Collected data entries:
────────────────
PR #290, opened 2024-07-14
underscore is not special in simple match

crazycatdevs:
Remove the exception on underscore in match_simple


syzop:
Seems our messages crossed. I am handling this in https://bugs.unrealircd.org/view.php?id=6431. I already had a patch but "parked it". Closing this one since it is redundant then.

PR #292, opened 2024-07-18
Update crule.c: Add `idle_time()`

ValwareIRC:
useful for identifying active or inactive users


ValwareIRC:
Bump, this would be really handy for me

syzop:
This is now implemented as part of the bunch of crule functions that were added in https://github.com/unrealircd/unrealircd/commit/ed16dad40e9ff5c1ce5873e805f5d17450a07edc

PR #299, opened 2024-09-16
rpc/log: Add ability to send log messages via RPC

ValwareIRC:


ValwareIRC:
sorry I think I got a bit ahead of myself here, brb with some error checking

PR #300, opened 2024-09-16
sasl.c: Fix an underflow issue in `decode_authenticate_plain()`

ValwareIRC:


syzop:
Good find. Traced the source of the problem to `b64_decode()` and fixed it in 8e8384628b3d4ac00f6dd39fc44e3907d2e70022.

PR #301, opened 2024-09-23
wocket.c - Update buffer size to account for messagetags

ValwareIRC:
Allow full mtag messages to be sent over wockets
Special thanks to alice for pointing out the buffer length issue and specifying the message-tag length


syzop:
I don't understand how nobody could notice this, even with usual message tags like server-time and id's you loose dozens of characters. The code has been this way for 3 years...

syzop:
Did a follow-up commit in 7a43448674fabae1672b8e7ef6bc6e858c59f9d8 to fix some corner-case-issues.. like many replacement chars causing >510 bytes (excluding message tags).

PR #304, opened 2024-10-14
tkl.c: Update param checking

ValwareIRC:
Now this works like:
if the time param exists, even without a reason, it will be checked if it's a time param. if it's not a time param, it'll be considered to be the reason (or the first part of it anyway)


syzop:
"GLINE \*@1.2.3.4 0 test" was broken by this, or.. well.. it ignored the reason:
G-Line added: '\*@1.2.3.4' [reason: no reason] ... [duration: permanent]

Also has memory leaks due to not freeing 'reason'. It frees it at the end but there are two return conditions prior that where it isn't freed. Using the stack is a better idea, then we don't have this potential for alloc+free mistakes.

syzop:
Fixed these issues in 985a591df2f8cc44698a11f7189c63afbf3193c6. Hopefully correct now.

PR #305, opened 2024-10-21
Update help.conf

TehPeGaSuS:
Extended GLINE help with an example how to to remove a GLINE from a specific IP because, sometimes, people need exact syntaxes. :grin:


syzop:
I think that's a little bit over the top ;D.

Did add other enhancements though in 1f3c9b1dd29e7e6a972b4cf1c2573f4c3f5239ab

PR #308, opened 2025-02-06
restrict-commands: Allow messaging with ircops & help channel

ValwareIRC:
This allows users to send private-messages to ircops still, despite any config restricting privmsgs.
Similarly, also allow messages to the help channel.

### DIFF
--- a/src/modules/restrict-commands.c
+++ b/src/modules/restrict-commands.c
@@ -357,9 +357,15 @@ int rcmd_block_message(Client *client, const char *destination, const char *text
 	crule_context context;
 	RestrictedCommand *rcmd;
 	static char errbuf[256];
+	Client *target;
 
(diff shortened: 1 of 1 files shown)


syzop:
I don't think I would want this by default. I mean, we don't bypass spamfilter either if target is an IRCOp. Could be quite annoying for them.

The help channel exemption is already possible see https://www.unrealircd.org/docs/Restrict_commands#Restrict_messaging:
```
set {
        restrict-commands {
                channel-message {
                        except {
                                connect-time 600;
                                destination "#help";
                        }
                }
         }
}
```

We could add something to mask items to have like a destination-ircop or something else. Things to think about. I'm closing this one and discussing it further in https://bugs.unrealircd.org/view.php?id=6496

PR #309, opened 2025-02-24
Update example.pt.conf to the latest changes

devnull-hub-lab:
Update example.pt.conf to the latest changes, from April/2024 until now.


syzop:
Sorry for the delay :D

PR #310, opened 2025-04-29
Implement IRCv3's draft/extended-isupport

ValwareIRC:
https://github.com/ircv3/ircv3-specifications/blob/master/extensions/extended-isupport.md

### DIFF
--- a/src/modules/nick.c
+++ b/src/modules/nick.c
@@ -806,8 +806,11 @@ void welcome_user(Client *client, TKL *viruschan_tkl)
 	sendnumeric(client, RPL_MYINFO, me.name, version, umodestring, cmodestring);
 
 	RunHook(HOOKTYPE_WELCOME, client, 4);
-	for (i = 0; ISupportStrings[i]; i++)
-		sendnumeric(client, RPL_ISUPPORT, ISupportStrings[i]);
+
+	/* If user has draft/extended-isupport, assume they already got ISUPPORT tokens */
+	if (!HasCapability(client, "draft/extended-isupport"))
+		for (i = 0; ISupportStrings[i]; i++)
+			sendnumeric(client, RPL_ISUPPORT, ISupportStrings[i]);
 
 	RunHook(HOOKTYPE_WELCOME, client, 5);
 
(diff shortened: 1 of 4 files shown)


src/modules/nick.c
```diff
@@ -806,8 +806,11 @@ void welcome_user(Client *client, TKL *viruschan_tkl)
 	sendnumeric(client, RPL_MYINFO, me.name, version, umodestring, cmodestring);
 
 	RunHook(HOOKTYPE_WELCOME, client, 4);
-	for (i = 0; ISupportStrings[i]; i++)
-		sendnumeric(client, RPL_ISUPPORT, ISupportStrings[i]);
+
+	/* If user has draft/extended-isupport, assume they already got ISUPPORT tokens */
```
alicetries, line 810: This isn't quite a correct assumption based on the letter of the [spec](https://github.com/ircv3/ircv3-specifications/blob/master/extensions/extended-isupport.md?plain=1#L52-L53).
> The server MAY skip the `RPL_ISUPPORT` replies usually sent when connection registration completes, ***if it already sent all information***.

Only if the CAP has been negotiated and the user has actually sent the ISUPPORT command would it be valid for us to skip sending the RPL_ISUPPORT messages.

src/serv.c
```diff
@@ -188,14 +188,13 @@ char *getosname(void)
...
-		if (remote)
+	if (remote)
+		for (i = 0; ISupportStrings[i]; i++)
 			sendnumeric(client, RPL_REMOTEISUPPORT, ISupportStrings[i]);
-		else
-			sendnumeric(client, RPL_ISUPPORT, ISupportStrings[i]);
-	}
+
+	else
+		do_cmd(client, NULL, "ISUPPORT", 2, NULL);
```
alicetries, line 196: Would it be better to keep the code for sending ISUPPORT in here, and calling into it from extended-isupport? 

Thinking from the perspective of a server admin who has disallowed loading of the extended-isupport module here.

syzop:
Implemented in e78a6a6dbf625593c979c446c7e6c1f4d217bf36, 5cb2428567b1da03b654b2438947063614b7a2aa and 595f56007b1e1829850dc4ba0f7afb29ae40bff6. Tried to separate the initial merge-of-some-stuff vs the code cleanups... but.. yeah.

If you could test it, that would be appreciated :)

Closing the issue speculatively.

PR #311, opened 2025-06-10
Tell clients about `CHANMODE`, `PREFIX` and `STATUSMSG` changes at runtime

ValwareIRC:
────────────────
▶ _HOW TO COMPLETE THIS TASK_:
Output all entries again exactly; no line may be altered.

▶ _RESPONSE AREA_:
PR #290, opened 2024-07-14
underscore is not special in simple match

crazycatdevs:
Remove the exception on underscore in match_simple


syzop:
Seems our messages crossed. I am handling this in https://bugs.unrealircd.org/view.php?id=6431. I already had a patch but "parked it". Closing this one since it is redundant then.

PR #292, opened 2024-07-18
Update crule.c: Add `idle_time()`

ValwareIRC:
useful for identifying active or inactive users


ValwareIRC:
Bump, this would be really handy for me

syzop:
This is now implemented as part of the bunch of crule functions that were added in https://github.com/unrealircd/unrealircd/commit/ed16dad40e9ff5c1ce5873e805f5d17450a07edc

PR #299, opened 2024-09-16
rpc/log: Add ability to send log messages via RPC

ValwareIRC:


ValwareIRC:
sorry I think I got a bit ahead of myself here, brb with some error checking

PR #300, opened 2024-09-16
sasl.c: Fix an underflow issue in `decode_authenticate_plain()`

ValwareIRC:


syzop:
Good find. Traced the source of the problem to `b64_decode()` and fixed it in 8e8384628b3d4ac00f6dd39fc44e3907d2e70022.

PR #301, opened 2024-09-23
wocket.c - Update buffer size to account for messagetags

ValwareIRC:
Allow full mtag messages to be sent over wockets
Special thanks to alice for pointing out the buffer length issue and specifying the message-tag length


syzop:
I don't understand how nobody could notice this, even with usual message tags like server-time and id's you loose dozens of characters. The code has been this way for 3 years...

syzop:
Did a follow-up commit in 7a43448674fabae1672b8e7ef6bc6e858c59f9d8 to fix some corner-case-issues.. like many replacement chars causing >510 bytes (excluding message tags).

PR #304, opened 2024-10-14
tkl.c: Update param checking

ValwareIRC:
Now this works like:
if the time param exists, even without a reason, it will be checked if it's a time param. if it's not a time param, it'll be considered to be the reason (or the first part of it anyway)


syzop:
"GLINE \*@1.2.3.4 0 test" was broken by this, or.. well.. it ignored the reason:
G-Line added: '\*@1.2.3.4' [reason: no reason] ... [duration: permanent]

Also has memory leaks due to not freeing 'reason'. It frees it at the end but there are two return conditions prior that where it isn't freed. Using the stack is a better idea, then we don't have this potential for alloc+free mistakes.

syzop:
Fixed these issues in 985a591df2f8cc44698a11f7189c63afbf3193c6. Hopefully correct now.

PR #305, opened 2024-10-21
Update help.conf

TehPeGaSuS:
Extended GLINE help with an example how to to remove a GLINE from a specific IP because, sometimes, people need exact syntaxes. :grin:


syzop:
I think that's a little bit over the top ;D.

Did add other enhancements though in 1f3c9b1dd29e7e6a972b4cf1c2573f4c3f5239ab

PR #308, opened 2025-02-06
restrict-commands: Allow messaging with ircops & help channel

ValwareIRC:
This allows users to send private-messages to ircops still, despite any config restricting privmsgs.
Similarly, also allow messages to the help channel.

### DIFF
--- a/src/modules/restrict-commands.c
+++ b/src/modules/restrict-commands.c
@@ -357,9 +357,15 @@ int rcmd_block_message(Client *client, const char *destination, const char *text
 	crule_context context;
 	RestrictedCommand *rcmd;
 	static char errbuf[256];
+	Client *target;
 
(diff shortened: 1 of 1 files shown)


syzop:
I don't think I would want this by default. I mean, we don't bypass spamfilter either if target is an IRCOp. Could be quite annoying for them.

The help channel exemption is already possible see https://www.unrealircd.org/docs/Restrict_commands#Restrict_messaging:
```
set {
        restrict-commands {
                channel-message {
                        except {
                                connect-time 600;
                                destination "#help";
                        }
                }
         }
}
```

We could add something to mask items to have like a destination-ircop or something else. Things to think about. I'm closing this one and discussing it further in https://bugs.unrealircd.org/view.php?id=6496

PR #309, opened 2025-02-24
Update example.pt.conf to the latest changes

devnull-hub-lab:
Update example.pt.conf to the latest changes, from April/2024 until now.


syzop:
Sorry for the delay :D

PR #310, opened 2025-04-29
Implement IRCv3's draft/extended-isupport

ValwareIRC:
https://github.com/ircv3/ircv3-specifications/blob/master/extensions/extended-isupport.md

### DIFF
--- a/src/modules/nick.c
+++ b/src/modules/nick.c
@@ -806,8 +806,11 @@ void welcome_user(Client *client, TKL *viruschan_tkl)
 	sendnumeric(client, RPL_MYINFO, me.name, version, umodestring, cmodestring);
 
 	RunHook(HOOKTYPE_WELCOME, client, 4);
-	for (i = 0; ISupportStrings[i]; i++)
-		sendnumeric(client, RPL_ISUPPORT, ISupportStrings[i]);
+
+	/* If user has draft/extended-isupport, assume they already got ISUPPORT tokens */
+	if (!HasCapability(client, "draft/extended-isupport"))
+		for (i = 0; ISupportStrings[i]; i++)
+			sendnumeric(client, RPL_ISUPPORT, ISupportStrings[i]);
 
 	RunHook(HOOKTYPE_WELCOME, client, 5);
 
(diff shortened: 1 of 4 files shown)


src/modules/nick.c
```diff
@@ -806,8 +806,11 @@ void welcome_user(Client *client, TKL *viruschan_tkl)
 	sendnumeric(client, RPL_MYINFO, me.name, version, umodestring, cmodestring);
 
 	RunHook(HOOKTYPE_WELCOME, client, 4);
-	for (i = 0; ISupportStrings[i]; i++)
-		sendnumeric(client, RPL_ISUPPORT, ISupportStrings[i]);
+
+	/* If user has draft/extended-isupport, assume they already got ISUPPORT tokens */
```
alicetries, line 810: This isn't quite a correct assumption based on the letter of the [spec](https://github.com/ircv3/ircv3-specifications/blob/master/extensions/extended-isupport.md?plain=1#L52-L53).
> The server MAY skip the `RPL_ISUPPORT` replies usually sent when connection registration completes, ***if it already sent all information***.

Only if the CAP has been negotiated and the user has actually sent the ISUPPORT command would it be valid for us to skip sending the RPL_ISUPPORT messages.

src/serv.c
```diff
@@ -188,14 +188,13 @@ char *getosname(void)
...
-		if (remote)
+	if (remote)
+		for (i = 0; ISupportStrings[i]; i++)
 			sendnumeric(client, RPL_REMOTEISUPPORT, ISupportStrings[i]);
-		else
-			sendnumeric(client, RPL_ISUPPORT, ISupportStrings[i]);
-	}
+
+	else
+		do_cmd(client, NULL, "ISUPPORT", 2, NULL);
```
alicetries, line 196: Would it be better to keep the code for sending ISUPPORT in here, and calling into it from extended-isupport? 

Thinking from the perspective of a server admin who has disallowed loading of the extended-isupport module here.

syzop:
Implemented in e78a6a6dbf625593c979c446c7e6c1f4d217bf36, 5cb2428567b1da03b654b2438947063614b7a2aa and 595f56007b1e1829850dc4ba0f7afb29ae40bff6. Tried to separate the initial merge-of-some-stuff vs the code cleanups... but.. yeah.

If you could test it, that would be appreciated :)

Closing the issue speculatively.

PR #311, opened 2025-06-10
Tell clients about `CHANMODE`, `PREFIX` and `STATUSMSG` changes at runtime

ValwareIRC:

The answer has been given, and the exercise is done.